▶ ACTIVITY
Give back a single number: the count of lines in the data that contain the string "would".

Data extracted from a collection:
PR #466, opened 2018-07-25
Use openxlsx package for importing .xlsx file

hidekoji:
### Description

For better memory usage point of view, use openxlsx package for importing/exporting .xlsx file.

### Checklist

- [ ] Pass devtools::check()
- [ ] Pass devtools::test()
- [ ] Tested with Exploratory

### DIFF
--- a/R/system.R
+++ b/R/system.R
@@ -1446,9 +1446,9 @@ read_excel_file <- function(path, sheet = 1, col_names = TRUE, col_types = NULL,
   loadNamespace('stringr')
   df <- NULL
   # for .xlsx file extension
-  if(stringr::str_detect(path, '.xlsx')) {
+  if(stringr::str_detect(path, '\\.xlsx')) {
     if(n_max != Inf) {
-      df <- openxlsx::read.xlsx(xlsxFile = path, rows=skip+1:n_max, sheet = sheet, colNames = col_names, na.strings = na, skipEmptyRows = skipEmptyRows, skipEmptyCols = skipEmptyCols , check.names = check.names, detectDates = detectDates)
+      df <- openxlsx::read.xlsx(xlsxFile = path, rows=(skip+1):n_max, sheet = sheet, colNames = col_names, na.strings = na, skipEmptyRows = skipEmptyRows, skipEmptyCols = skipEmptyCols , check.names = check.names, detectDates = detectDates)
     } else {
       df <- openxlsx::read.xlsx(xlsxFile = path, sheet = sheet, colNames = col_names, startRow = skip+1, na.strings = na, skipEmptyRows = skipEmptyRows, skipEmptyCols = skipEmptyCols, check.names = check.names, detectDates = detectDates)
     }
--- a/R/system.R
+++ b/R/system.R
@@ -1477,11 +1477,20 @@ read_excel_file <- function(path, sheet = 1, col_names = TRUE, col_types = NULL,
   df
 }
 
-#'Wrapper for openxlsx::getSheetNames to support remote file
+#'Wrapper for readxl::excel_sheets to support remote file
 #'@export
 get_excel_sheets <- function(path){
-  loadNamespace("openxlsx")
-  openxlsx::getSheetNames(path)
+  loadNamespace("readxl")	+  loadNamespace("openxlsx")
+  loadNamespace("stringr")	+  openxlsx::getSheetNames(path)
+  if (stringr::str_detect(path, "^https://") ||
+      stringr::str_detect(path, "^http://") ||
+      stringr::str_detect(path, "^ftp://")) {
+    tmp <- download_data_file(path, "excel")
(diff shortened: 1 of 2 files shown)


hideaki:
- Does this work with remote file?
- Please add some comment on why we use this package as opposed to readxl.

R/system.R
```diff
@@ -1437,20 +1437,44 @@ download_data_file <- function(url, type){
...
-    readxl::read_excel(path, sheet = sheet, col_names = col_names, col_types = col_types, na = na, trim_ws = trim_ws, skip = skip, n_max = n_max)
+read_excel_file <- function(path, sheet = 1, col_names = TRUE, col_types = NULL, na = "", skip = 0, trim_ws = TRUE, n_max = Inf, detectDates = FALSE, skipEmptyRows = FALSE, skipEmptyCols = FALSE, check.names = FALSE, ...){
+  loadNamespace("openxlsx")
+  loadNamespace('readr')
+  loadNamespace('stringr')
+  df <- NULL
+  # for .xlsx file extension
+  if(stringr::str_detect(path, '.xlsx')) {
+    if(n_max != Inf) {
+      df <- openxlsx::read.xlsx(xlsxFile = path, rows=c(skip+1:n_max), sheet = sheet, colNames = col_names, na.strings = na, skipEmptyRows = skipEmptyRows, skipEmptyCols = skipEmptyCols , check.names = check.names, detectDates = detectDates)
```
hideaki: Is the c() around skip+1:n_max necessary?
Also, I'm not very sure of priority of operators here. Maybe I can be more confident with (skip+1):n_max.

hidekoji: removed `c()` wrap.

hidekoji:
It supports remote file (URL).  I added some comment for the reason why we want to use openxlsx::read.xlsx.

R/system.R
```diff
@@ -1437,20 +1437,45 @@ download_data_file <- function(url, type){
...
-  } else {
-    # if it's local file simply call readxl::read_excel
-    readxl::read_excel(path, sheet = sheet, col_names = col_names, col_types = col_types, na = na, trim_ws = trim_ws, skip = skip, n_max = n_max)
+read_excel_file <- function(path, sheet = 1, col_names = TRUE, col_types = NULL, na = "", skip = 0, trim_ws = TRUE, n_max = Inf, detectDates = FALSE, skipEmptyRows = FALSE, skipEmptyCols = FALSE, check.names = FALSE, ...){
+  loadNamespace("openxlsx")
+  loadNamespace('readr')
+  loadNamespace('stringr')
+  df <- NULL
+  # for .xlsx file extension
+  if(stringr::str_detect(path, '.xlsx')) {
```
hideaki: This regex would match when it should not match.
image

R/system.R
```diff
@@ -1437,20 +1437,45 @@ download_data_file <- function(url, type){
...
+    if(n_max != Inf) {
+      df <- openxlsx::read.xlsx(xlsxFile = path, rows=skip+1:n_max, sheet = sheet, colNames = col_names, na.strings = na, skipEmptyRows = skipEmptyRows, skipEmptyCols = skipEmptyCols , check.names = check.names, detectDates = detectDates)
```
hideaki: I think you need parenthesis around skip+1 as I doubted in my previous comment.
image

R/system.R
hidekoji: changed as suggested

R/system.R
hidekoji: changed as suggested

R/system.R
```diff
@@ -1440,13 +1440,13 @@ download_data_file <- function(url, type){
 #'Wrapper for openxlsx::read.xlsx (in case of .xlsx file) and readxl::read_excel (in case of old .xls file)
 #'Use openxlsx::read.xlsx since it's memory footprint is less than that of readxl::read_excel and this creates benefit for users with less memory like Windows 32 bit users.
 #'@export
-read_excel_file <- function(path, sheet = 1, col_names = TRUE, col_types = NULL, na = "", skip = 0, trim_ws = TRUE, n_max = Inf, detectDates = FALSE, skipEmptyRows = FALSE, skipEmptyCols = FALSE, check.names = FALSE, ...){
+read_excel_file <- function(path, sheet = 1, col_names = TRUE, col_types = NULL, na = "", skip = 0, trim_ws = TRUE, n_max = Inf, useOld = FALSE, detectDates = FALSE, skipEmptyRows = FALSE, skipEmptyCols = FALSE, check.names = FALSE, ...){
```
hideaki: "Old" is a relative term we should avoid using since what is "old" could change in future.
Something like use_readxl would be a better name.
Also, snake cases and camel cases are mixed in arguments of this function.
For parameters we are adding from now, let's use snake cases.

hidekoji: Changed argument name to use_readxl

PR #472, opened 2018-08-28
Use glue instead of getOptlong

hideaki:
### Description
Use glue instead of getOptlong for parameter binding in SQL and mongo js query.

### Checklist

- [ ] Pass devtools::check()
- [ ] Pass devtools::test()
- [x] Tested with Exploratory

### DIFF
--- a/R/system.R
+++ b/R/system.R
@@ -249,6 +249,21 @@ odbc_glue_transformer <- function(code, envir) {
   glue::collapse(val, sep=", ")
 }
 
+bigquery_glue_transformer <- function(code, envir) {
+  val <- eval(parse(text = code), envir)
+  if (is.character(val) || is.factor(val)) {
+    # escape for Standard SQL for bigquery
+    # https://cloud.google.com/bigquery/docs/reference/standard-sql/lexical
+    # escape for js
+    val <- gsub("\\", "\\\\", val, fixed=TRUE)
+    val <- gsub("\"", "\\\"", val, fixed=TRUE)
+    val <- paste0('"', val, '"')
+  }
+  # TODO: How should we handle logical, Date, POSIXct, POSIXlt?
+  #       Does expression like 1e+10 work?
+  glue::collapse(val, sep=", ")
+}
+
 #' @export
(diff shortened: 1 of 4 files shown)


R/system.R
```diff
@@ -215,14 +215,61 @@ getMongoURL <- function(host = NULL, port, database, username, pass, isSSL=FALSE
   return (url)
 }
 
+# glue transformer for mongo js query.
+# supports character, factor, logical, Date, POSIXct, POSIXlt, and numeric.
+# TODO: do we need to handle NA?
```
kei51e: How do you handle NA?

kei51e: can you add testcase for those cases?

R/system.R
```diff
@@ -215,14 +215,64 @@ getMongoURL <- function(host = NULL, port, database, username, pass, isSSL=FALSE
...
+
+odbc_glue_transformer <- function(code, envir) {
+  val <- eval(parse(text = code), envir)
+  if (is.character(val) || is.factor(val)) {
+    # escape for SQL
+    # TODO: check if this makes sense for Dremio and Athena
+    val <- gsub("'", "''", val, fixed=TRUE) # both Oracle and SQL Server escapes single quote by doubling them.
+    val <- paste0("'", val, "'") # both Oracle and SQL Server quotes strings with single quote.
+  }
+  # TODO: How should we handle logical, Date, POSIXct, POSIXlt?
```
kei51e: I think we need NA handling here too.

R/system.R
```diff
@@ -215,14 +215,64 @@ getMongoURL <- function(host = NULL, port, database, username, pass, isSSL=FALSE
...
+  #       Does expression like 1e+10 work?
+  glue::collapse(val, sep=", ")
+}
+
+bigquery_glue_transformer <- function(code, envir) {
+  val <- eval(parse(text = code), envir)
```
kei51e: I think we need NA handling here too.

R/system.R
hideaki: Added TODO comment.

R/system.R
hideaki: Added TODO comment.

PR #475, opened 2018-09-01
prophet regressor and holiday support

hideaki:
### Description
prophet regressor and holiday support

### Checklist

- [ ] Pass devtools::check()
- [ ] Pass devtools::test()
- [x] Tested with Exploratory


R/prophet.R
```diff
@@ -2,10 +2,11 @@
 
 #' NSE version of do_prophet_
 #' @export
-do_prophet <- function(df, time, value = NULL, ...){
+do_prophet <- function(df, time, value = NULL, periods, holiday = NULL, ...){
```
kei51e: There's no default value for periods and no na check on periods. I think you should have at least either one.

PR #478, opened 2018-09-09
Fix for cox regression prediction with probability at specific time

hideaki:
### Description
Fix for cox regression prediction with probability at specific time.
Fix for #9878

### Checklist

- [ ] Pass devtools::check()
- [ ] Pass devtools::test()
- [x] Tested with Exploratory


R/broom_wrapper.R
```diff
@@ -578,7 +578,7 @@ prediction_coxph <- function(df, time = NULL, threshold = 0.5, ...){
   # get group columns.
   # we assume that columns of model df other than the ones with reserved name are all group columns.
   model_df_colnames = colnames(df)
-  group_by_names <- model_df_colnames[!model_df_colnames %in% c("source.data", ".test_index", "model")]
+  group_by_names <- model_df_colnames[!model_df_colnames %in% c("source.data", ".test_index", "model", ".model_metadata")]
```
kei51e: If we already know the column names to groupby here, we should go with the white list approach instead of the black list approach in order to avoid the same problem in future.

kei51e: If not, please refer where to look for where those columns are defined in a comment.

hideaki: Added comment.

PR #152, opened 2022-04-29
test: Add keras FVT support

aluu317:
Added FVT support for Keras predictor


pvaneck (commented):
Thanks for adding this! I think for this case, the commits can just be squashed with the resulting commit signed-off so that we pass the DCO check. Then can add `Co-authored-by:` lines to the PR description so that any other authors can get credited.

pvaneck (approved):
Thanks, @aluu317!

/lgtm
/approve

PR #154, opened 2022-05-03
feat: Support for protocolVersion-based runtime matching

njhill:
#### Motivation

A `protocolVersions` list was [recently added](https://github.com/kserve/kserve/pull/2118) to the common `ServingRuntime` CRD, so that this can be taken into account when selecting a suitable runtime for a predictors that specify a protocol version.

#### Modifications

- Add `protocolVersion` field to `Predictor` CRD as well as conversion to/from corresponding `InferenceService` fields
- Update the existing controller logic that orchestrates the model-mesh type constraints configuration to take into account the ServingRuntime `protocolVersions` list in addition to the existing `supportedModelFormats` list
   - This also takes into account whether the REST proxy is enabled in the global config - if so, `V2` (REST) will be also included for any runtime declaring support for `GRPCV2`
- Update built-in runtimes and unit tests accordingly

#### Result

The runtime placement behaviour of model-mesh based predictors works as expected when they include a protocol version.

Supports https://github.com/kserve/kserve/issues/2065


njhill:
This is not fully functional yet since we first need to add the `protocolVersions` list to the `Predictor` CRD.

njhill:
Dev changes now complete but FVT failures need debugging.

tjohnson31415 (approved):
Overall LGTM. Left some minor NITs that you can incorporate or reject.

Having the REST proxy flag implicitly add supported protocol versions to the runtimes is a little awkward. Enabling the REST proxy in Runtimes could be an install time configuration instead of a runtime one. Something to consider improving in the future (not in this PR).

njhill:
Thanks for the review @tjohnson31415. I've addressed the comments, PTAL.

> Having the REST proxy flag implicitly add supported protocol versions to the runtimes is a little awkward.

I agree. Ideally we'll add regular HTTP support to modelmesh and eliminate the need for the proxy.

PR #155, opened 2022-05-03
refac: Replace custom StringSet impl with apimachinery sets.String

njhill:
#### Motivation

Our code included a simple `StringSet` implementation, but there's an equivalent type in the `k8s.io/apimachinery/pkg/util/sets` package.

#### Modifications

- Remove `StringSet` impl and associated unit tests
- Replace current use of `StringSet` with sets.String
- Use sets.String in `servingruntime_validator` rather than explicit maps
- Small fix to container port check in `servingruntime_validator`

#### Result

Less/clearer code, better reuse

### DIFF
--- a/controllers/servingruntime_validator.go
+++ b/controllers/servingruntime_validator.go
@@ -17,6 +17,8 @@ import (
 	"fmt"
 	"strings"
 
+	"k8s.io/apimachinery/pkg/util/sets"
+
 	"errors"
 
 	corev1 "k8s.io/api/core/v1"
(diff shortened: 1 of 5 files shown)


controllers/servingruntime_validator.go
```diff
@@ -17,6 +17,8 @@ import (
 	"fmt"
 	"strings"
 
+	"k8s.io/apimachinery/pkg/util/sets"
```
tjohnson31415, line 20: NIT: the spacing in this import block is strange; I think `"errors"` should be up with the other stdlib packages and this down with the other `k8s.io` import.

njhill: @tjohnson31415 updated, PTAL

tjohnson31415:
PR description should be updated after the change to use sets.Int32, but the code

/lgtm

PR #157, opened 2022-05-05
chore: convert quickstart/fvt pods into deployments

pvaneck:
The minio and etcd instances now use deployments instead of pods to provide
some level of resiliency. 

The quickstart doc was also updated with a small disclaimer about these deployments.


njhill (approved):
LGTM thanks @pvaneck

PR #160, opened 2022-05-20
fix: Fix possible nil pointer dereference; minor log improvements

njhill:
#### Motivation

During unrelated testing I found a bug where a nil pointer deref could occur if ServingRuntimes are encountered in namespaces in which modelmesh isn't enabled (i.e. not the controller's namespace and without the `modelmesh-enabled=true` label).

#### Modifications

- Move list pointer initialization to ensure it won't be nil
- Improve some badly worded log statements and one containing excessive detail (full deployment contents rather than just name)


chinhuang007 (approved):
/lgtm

▶ RESULT BELOW
2